▶ _TASK DIRECTIONS_: Only the lines from the top of the data through the one with "queues for extensions." are to be written out, each exactly as it stands.

==========

PR #352, opened 2026-03-27
GG-326: Add separate queue support for the communication channel

silent-observer:
Add separate queue support for the communication channel

Multiple extensions might use the metadata communication channel, possibly in
the same session and at the same time. To avoid metadata messages mixing
between extensions, we should add an API to create/delete separate message
queues for extensions. Existing APIs should also be adjusted to work with
separate queues instead of a global one.

Each queue is identified with its own queue_id. Since extensions might want to
preallocate this id in advance (for example, to pass it from master to
segments during planning stage), allocating a queue_id is separate from
actually creating a queue. All actions with metadata queue now require a
queue_id.

### DIFF
--- a/src/backend/cdb/dispatcher/cdbconn.c
+++ b/src/backend/cdb/dispatcher/cdbconn.c
@@ -36,7 +36,7 @@ static uint32 cdbconn_get_motion_listener_port(PGconn *conn);
 static void cdbconn_disconnect(SegmentDatabaseDescriptor *segdbDesc);
 
 static void MPPnoticeReceiver(void *arg, const PGresult *res);
-static void MPPmetadataReceiver(void *arg, ggMetadataChunk *, ggMetadataQueueId);
+static void MPPmetadataReceiver(void *arg, ggMetadataChunk *metadata_chunk, ggMetadataQueueId queue_id);
 
 static const char *
 transStatusToString(PGTransactionStatusType status)
@@ -873,7 +873,8 @@ forwardQENotices(void)
 		pq_flush();
 }
 
-typedef struct ggMetadataQueue {
+typedef struct ggMetadataQueue
+{
 	ggMetadataQueueId id;
 	int count;
 	ggMetadataChunk *chunks;
--- a/src/backend/cdb/dispatcher/cdbconn.c
+++ b/src/backend/cdb/dispatcher/cdbconn.c
@@ -915,7 +915,7 @@ PQMetadataWalk(ggMetadataQueueId queue_id)
 {
 	ggMetadataQueue *queue = PQMetadataFindQueue(queue_id);
 	if (!queue)
-		elog(ERROR, "No metadata queue with id %d", queue_id);
+		elog(ERROR, "No metadata queue with id %u", queue_id);
 	return queue->chunks;
 }
 
@@ -947,7 +947,7 @@ PQgetMetadataCount(ggMetadataQueueId queue_id)
 {
 	ggMetadataQueue *queue = PQMetadataFindQueue(queue_id);
 	if (!queue)
-		elog(ERROR, "No metadata queue with id %d", queue_id);
+		elog(ERROR, "No metadata queue with id %u", queue_id);
 	return queue->count;
 }
 
@@ -1003,7 +1003,7 @@ PQDeleteMetadataQueue(ggMetadataQueueId queue_id)
 {
 	ggMetadataQueue *queue = PQMetadataFindQueue(queue_id);
 	if (!queue)
-		elog(ERROR, "No metadata queue with id %d", queue_id);
+		elog(ERROR, "No metadata queue with id %u", queue_id);
 
 	PQCleanMetadataInternal(queue);
 
--- a/src/backend/cdb/dispatcher/cdbconn.c
+++ b/src/backend/cdb/dispatcher/cdbconn.c
@@ -36,7 +36,7 @@ static uint32 cdbconn_get_motion_listener_port(PGconn *conn);
 static void cdbconn_disconnect(SegmentDatabaseDescriptor *segdbDesc);
 
 static void MPPnoticeReceiver(void *arg, const PGresult *res);
-static void MPPmetadataReceiver(void *arg, ggMetadataChunk *);
+static void MPPmetadataReceiver(void *arg, ggMetadataChunk *, ggMetadataQueueId);
 
 static const char *
 transStatusToString(PGTransactionStatusType status)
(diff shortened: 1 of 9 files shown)


src/interfaces/libpq/fe-protocol3.c
```diff
@@ -2381,6 +2381,8 @@ pgGetMetadataMessage(PGconn *conn, int length)
 		return pqSkipnchar(length, conn);
 	}
 
+	int payload_len = length - 4;
```
whitehawk:
```suggestion
	int payload_len = length - sizeof(ggMetadataQueueId);
```
?

src/interfaces/libpq/fe-protocol3.c
```diff
@@ -2389,21 +2391,29 @@ pgGetMetadataMessage(PGconn *conn, int length)
...
 	if (chunk == NULL)
 		return 1;
 
 	chunk->next = NULL;
-	chunk->metadataLen = length;
+	chunk->metadataLen = payload_len;
+
+	int32 queue_id;
+
+	if (pqGetInt(&queue_id, 4, conn))
```
whitehawk:
```suggestion
	if (pqGetInt(&queue_id, sizeof(ggMetadataQueueId), conn))
```
?

whitehawk:
> Since extensions might want to preallocate this id in advance (for example, to pass it from master to segments during planning stage), allocating a queue_id is separate from actually creating a queue.

Is it really needed? Why can't the pre-allocation be done together with the queue creation? What is the benefit in postponing the queue creatio in this case?

Also, what please specify what will be the proper way to pass the queue id from coordinator to the segments.

silent-observer:
> Is it really needed? Why can't the pre-allocation be done together with the queue creation? What is the benefit in postponing the queue creatio in this case?

Yes. For proper communication, both master and segments should know queue_id. Currently used method of communication for FDWs is passing data in fdw_private during the planning stage: master fills in fdw_private and it is passed to segments as part of the plan. This mechanism is already used, for example, in adb_fdw to pass the name of the parallel cursor. There aren't really any mechanisms to achieve that communication between master and segments during query execution. That's why queue allocation must be done in the planning stage.

However, queue creation can't be done in the planning stage, since sometimes the plans are cached and so the planning routines of the FDWs are not called again. In the current implementation it simply reuses the same queue_id as before (which is acceptable since it won't overlap with other extensions anyway), but if queue was created in the planning stage, it wouldn't be created at all, leading to errors. In short, we should know queue_id during planning to pass it in fdw_private, but we should create the queue during execution.

> Also, what please specify what will be the proper way to pass the queue id from coordinator to the segments.

That will depend on the exact usecase, but since we intend to use this for FDWs, it will be passed in fdw_private. If the usecase allows to pre-allocate the queue at the same time as create it, no passing is needed.

src/interfaces/libpq/fe-protocol3.c
silent-observer: Fixed

src/interfaces/libpq/fe-protocol3.c
silent-observer: Fixed

src/backend/cdb/dispatcher/cdbconn.c
```diff
@@ -917,21 +942,70 @@ PQgetMetadata(ggMetadataChunkIterator it, ggMetadataDescriptor *out_desc)
...
+
+	PQCleanMetadataInternal(queue);
+}
+
+
+ggMetadataQueueId
+PQMetadataNextQueueId()
+{
+	static ggMetadataQueueId queueId = 0;
+	return queueId++;
```
whitehawk, line 983: what about risk of wraparound? In this case we might face collisions.

silent-observer: This queueId is local for each master connection. The only way to achieve collision here is to open a cursor with FDW, then do 4 billion commands using FDW in the same session *without closing the cursor*, and only then we encounter a collision. Reusing the same queueId after the query is complete (and queue is deleted) is safe.

P.S. Similar logic was already used in adb_fdw:
```c
 * Note that even if wraparound happens in a very long transaction, actual
 * collisions are highly improbable; just be sure to use %u not %d to print.
 */
unsigned int
GetCursorNumber(PGconn *conn)
{
	return ++cursor_number;
}
```

whitehawk (approved):

whitehawk:
LGTM for the MVP level.

src/backend/cdb/dispatcher/cdbconn.c
```diff
@@ -36,7 +36,7 @@ static uint32 cdbconn_get_motion_listener_port(PGconn *conn);
 static void cdbconn_disconnect(SegmentDatabaseDescriptor *segdbDesc);
 
 static void MPPnoticeReceiver(void *arg, const PGresult *res);
-static void MPPmetadataReceiver(void *arg, ggMetadataChunk *);
+static void MPPmetadataReceiver(void *arg, ggMetadataChunk *, ggMetadataQueueId);
```
RekGRpth: Why not add argument names?
```suggestion
static void MPPmetadataReceiver(void *arg, ggMetadataChunk *metadata_chunk, ggMetadataQueueId queue_id);
```

src/backend/cdb/dispatcher/cdbconn.c
```diff
@@ -873,24 +873,49 @@ forwardQENotices(void)
 		pq_flush();
 }
 
-static ggMetadataChunk *ggMetadataList = NULL;
-static int ggMetadataCount = 0;
+typedef struct ggMetadataQueue {
```
RekGRpth:
```suggestion
typedef struct ggMetadataQueue
{
```

src/backend/cdb/dispatcher/cdbconn.c
silent-observer: Fixed

src/backend/cdb/dispatcher/cdbconn.c
silent-observer: Fixed

src/backend/cdb/dispatcher/cdbconn.c
```diff
@@ -917,21 +943,70 @@ PQgetMetadata(ggMetadataChunkIterator it, ggMetadataDescriptor *out_desc)
...
+	queue->chunks = NULL;
+	queue->count = 0;
+}
+
+void
+PQCleanMetadata(ggMetadataQueueId queue_id)
+{
+	ggMetadataQueue *queue = PQMetadataFindQueue(queue_id);
+	if (!queue)
+		elog(ERROR, "No metadata queue with id %d", queue_id);
```
dkovalev1: queue_id is unsigned, %u format is better

silent-observer: Fixed

dkovalev1 (approved):

PR #356, opened 2026-03-31
Implement duration control for ggrebalance

whitehawk:
Implement duration control for ggrebalance

This patch adds support for '--duration' and '--end' options. The underlying
implementation for both options is the same - a timer is started, and on its
expiration, it sets the shutdown type to 'soft' (also added by this patch) and
sends SIGINT to the tool. In the signal handler we shut down the rebalance
state machine with soft shutdown. It means that the shutdown will wait for the
critical operations (like role switchovers and mirror movements), that are
currently being executed, to finish, and then will halt the execution.
Hard shutdown (without waiting for role switchovers and mirror movements) is
still used for the abort operation performed by the user.
Also, the new options were removed from the list of incompatible options for
the 'rollback' operation, as they are compatible according to the requirements.

Plus, some redundant code was cleaned up:
 - removed cmd_recoverseg as not used;
 - removed configuration provider code as not used;
 - removed unused imports and reorganized existing ones.

### DIFF
--- a/gpMgmt/bin/ggrebalance
+++ b/gpMgmt/bin/ggrebalance
@@ -1,8 +1,5 @@
 #!/usr/bin/env python3
 
-from gppylib.mainUtils import getProgramName
-
-from psycopg2 import DatabaseError
 try:
     from gppylib.commands.unix import *
     from gppylib.commands.gp import *
@@ -19,6 +16,9 @@ try:
     from gppylib.programs.clsRecoverSegment_triples import get_segments_with_running_basebackup
 except ImportError as e:
     sys.exit('ERROR: Cannot import modules.  Please check that you have sourced greenplum_path.sh.  Detail: ' + str(e))
+from datetime import datetime, time
+from threading import Timer
+from psycopg2 import DatabaseError
 
 _usage = """
     Use 'ggrebalance --help' to get list of available options.
@@ -82,6 +82,10 @@ def parseargs():
                       help='Use host names when updating the pg_hba.conf file.')
     parser.add_option('--replay-lag', dest="replay_lag", type="float",
                       help='Replay lag(in GBs) allowed on mirror when rebalancing the segments.')
+    parser.add_option('-T', '--duration', type='duration', metavar='[h][:m[:s]]',
+                      help='duration from beginning to end.')
+    parser.add_option('-E', '--end', type='datetime', metavar='datetime',
+                      help="ending date and time in the format 'YYYY-MM-DD hh:mm:ss'.")
     parser.add_option('-v', '--verbose', action='store_true', default=False,
                       help='debug output.')
     parser.add_option('--inplace-swap-roles', dest="inplace_swap_roles", action='store_true', default=False,
@@ -135,6 +139,7 @@ def validate_options(options, args, parser):
         ('add_hosts', ['add_hosts_file', 'remove_hosts', 'remove_hosts_file']),
         ('add_hosts_file', ['remove_hosts', 'remove_hosts_file']),
         ('remove_hosts', ['remove_hosts_file']),
+        ('duration', ['end']),
 
         ('target_datadirs', ['target_datadirs_file']),
 
@@ -144,14 +149,15 @@ def validate_options(options, args, parser):
             'target_hosts', 'target_hosts_file', 'add_hosts', 'add_hosts_file',
             'remove_hosts', 'remove_hosts_file', 'target_datadirs', 'target_datadirs_file',
             'target_segment_count', 'mirror_mode', 'skip_rebalance', 'show_plan',
-            'skip_resource_estimation', 'analyze', 'replay_lag', 'hba_hostnames', 'inplace_swap_roles'
+            'skip_resource_estimation', 'analyze', 'replay_lag', 'hba_hostnames', 'inplace_swap_roles',
+            'duration', 'end'
         ]),
 
         ('rollback_required', [
             'target_hosts', 'target_hosts_file', 'add_hosts', 'add_hosts_file',
             'remove_hosts', 'remove_hosts_file', 'target_datadirs', 'target_datadirs_file',
             'target_segment_count', 'mirror_mode', 'skip_rebalance', 'show_plan',
-            'skip_resource_estimation', 'duration', 'end', 'inplace_swap_roles'
+            'skip_resource_estimation', 'inplace_swap_roles'
         ]),
     ]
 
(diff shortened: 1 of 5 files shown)


gpMgmt/bin/ggrebalance
```diff
@@ -250,14 +267,13 @@ def remove_pid_file(coordinator_data_directory: str):
         pass
 
 gg_main_rebalance_SM = None
-cmd_recoverseg = None
 
 def sig_handler(sig, arg):
     if gg_main_rebalance_SM is not None:
         gg_main_rebalance_SM.shutdown()
+        # Set shutdown type back to 'hard' for the case we are here due to timeout
```
dkovalev1, line 274: How does it know that a timeout happened here and not some external signal?

gpMgmt/bin/ggrebalance
```diff
@@ -250,14 +267,13 @@ def remove_pid_file(coordinator_data_directory: str):
...
+        gg_main_rebalance_SM.set_hard_shutdown(True)
```
dkovalev1, line 275: Am I understand correctly that call to `shutdown()` is not blocking and we set hasd_shutdown here so next signal will abort process?

Am I understand correctly that if the user sends SIGTERM (no timeout yet), we start soft shutdown and if then timeout happens then hard shutdown starts violating REQ.3.1.23?

gpMgmt/test/behave/mgmt_utils/ggrebalance_misc_options.feature
dkovalev1, line 1: Can we not skip this feature?

whitehawk: Currently all `ggrebalance` tests are skipped by default, because they take a pretty long time on CI. For manual testing the skip flag should be removed. We'll need to define a subset of tests to run at CI when we finally integrate the feature into the main branch.

gpMgmt/bin/ggrebalance
whitehawk: The flow is following:
1) The default shutdown type is hard shutdown.
2) If user sends SIGTERM (no timeout yet), hard shutdown will be triggered.
3) In case timeout happens, `timeout_handler()` is called. It sets `hard_shutdown` to `False` and sends SIGINT to self. So, sig_handler is invoked, and soft shutdown is triggered. And we set  `hard_shutdown` back to `True` right after it. Therefore, if user doesn't want to wait for soft shutdown to finish properly, he can send signal by himself and it will trigger hard shutdown.

gpMgmt/bin/ggrebalance
whitehawk: Refer to [my comment](https://github.com/GreengageDB/greengage/pull/356/changes#r3018877062)

gpMgmt/test/behave/mgmt_utils/ggrebalance_misc_options.feature
dkovalev1: I thought people use CI to not run tests manually, not vise versa...

dkovalev1 (approved):

gpMgmt/bin/ggrebalance
```diff
@@ -82,6 +82,10 @@ def parseargs():
                       help='Use host names when updating the pg_hba.conf file.')
     parser.add_option('--replay-lag', dest="replay_lag", type="float",
                       help='Replay lag(in GBs) allowed on mirror when rebalancing the segments.')
+    parser.add_option('-T', '--duration', type='duration', metavar='[h][:m[:s]]',
+                      help='duration from beginning to end.')
```
bandetto, line 86:
```suggestion
                      help='limit execution time.')
```

gpMgmt/bin/ggrebalance
```diff
@@ -82,6 +82,10 @@ def parseargs():
...
+    parser.add_option('-E', '--end', type='datetime', metavar='datetime',
```
bandetto, line 87: How does 'datetime' metavar work?

Should we write something like:
```suggestion
    parser.add_option('-E', '--end', type='YYYY-MM-DD hh:mm:ss', metavar='datetime',
```

gpMgmt/bin/ggrebalance
```diff
@@ -82,6 +82,10 @@ def parseargs():
...
+                      help="ending date and time in the format 'YYYY-MM-DD hh:mm:ss'.")
```
bandetto, line 88:
```suggestion
                      help="future date and time to prematurely stop execution if exceeded.")
```

gpMgmt/bin/ggrebalance
```diff
@@ -172,7 +178,18 @@ def validate_options(options, args, parser):
...
+
+    # OptParse can return date instead of datetime so we might need to convert
+    if options.end and not isinstance(options.end, datetime):
+        options.end = datetime.combine(options.end, time(0))
+
+    if options.end and options.end < datetime.now():
+        logger.error('End time occurs in the past')
+        parser.exit(1)
+
+    if options.duration:
```
bandetto, line 190: What if both '--duration' and '-end' are set?

whitehawk: It is prohibited and tested in the new test case added to the `test 1. validate incompatible option combinations`.

gpMgmt/bin/ggrebalance
whitehawk: Current help value is consistent to the [same option in gpexpand](https://github.com/GreengageDB/greengage/blob/7e483fe182428fc3415f54a28b889881127ca3ad/gpMgmt/bin/gpexpand#L132)

gpMgmt/bin/ggrebalance
whitehawk: Current help value is consistent to the [same option in gpexpand](https://github.com/GreengageDB/greengage/blob/7e483fe182428fc3415f54a28b889881127ca3ad/gpMgmt/bin/gpexpand#L134)

gpMgmt/bin/ggrebalance
whitehawk: From my current understanding, there is no such need. We have our datetime addition to the optparse, that follows [this rule](https://github.com/GreengageDB/greengage/blob/7e483fe182428fc3415f54a28b889881127ca3ad/gpMgmt/bin/gppylib/datetimeutils.py#L90). 
And, gpexpand also follow the same definition for [the similar option](https://github.com/GreengageDB/greengage/blob/7e483fe182428fc3415f54a28b889881127ca3ad/gpMgmt/bin/gpexpand#L133)

bandetto (approved):
LGTM, but I don't really like the confusing help messages, even if they are consistent.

==========

▶ _RESPONSE BELOW_:
PR #352, opened 2026-03-27
GG-326: Add separate queue support for the communication channel

silent-observer:
Add separate queue support for the communication channel

Multiple extensions might use the metadata communication channel, possibly in
the same session and at the same time. To avoid metadata messages mixing
between extensions, we should add an API to create/delete separate message
queues for extensions. Existing APIs should also be adjusted to work with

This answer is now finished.